──────── Provided records

PR #23, opened 2020-08-12
Feature/docker

david-doit-intl:
Added Docker

### DIFF
--- a/Dockerfile
+++ b/Dockerfile
@@ -1,0 +1,23 @@
+FROM golang:1.13.9-alpine3.11 as builder
+
+WORKDIR /src
+
+COPY go.mod .
+COPY go.sum .
+COPY scripts scripts
+
+RUN scripts/alpine-setup.sh 
+
+RUN go mod download
+
+COPY . .
+
+RUN make all
+
+FROM scratch
+
+COPY --from=builder /src/bin/kubent-linux-amd64 /app/kubent
+
+WORKDIR /app
+
+CMD ["./kubent"]
--- a/.dockerignore
+++ b/.dockerignore
@@ -1,0 +1,15 @@
+#
+bin/
+release-artifacts/
+generated/
+debug.test
+
+# Dependency directories (remove the comment below to include it)
+# vendor/
+
+# Secrets
+.envrc
+
+# Editor files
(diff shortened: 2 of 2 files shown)


david-doit-intl:
@stepanstipl should we release this as well as the go binary?

Dockerfile
```diff
@@ -0,0 +1,23 @@
...
+COPY go.sum .
+COPY scripts scripts
+
+RUN scripts/alpine-setup.sh 
+
+RUN go mod download
+
+COPY . .
+
+RUN CGO_ENABLED=0 GOOS=linux GOARCH=amd64 make all
```
stepanstipl, line 15: just `make all` is sufficient to avoid duplication, the other bits are in the Makefile/auto-detected

Dockerfile
```diff
@@ -0,0 +1,23 @@
+FROM golang:1.13.9-alpine3.11 as builder
+
+WORKDIR /go/github.com/doitintl/kube-no-trouble
```
stepanstipl, line 3: can we move this to smth like just `/src`? This is not a "correct" path with old `$GOPATH` scheme anyway (missing `src/` bit), and go historically has split-brain behavior with $GOPATH and modules, I would prefer to make it clear

Dockerfile
david-doit-intl: sure will change

Dockerfile
david-doit-intl: sure :)

david-doit-intl:
I don't think tini is needed. Would like to keep this part simiple. 

- We can use google's gcloud container as the final image, so we don't have the headache: google/cloud-sdk instead of scratch, if we want to make it compatable with GKE
- kubeconfig can be added via volume, if needed, or readout via the commandline, we don't have to support everything at once in the docker image
- Yeah, again we can take small steps, we can decide what to support and when, nice thing about having the binary in scratch is that it can be used in anyone of these places.

stepanstipl:
Yep, thanks for the changes, let's open & this in separate issues if needed. I'll create one for building & pushing the image somewhere, as I would like to exercise the code if it's in the repo ;).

────────────────

Instructions to follow: From the first line of the data above through the line containing "I don't think", repeat each line exactly, and add nothing.

Result of the task:
PR #23, opened 2020-08-12
Feature/docker

david-doit-intl:
Added Docker

### DIFF
--- a/Dockerfile
+++ b/Dockerfile
@@ -1,0 +1,23 @@
+FROM golang:1.13.9-alpine3.11 as builder
+
+WORKDIR /src
+
+COPY go.mod .
+COPY go.sum .
+COPY scripts scripts
+
+RUN scripts/alpine-setup.sh 
+
+RUN go mod download
+
+COPY . .
+
+RUN make all
+
+FROM scratch
+
+COPY --from=builder /src/bin/kubent-linux-amd64 /app/kubent
+
+WORKDIR /app
+
+CMD ["./kubent"]
--- a/.dockerignore
+++ b/.dockerignore
@@ -1,0 +1,15 @@
+#
+bin/
+release-artifacts/
+generated/
+debug.test
+
+# Dependency directories (remove the comment below to include it)
+# vendor/
+
+# Secrets
+.envrc
+
+# Editor files
(diff shortened: 2 of 2 files shown)


david-doit-intl:
@stepanstipl should we release this as well as the go binary?

Dockerfile
```diff
@@ -0,0 +1,23 @@
...
+COPY go.sum .
+COPY scripts scripts
+
+RUN scripts/alpine-setup.sh 
+
+RUN go mod download
+
+COPY . .
+
+RUN CGO_ENABLED=0 GOOS=linux GOARCH=amd64 make all
```
stepanstipl, line 15: just `make all` is sufficient to avoid duplication, the other bits are in the Makefile/auto-detected

Dockerfile
```diff
@@ -0,0 +1,23 @@
+FROM golang:1.13.9-alpine3.11 as builder
+
+WORKDIR /go/github.com/doitintl/kube-no-trouble
```
stepanstipl, line 3: can we move this to smth like just `/src`? This is not a "correct" path with old `$GOPATH` scheme anyway (missing `src/` bit), and go historically has split-brain behavior with $GOPATH and modules, I would prefer to make it clear

Dockerfile
david-doit-intl: sure will change

Dockerfile
david-doit-intl: sure :)

david-doit-intl:
I don't think tini is needed. Would like to keep this part simiple. 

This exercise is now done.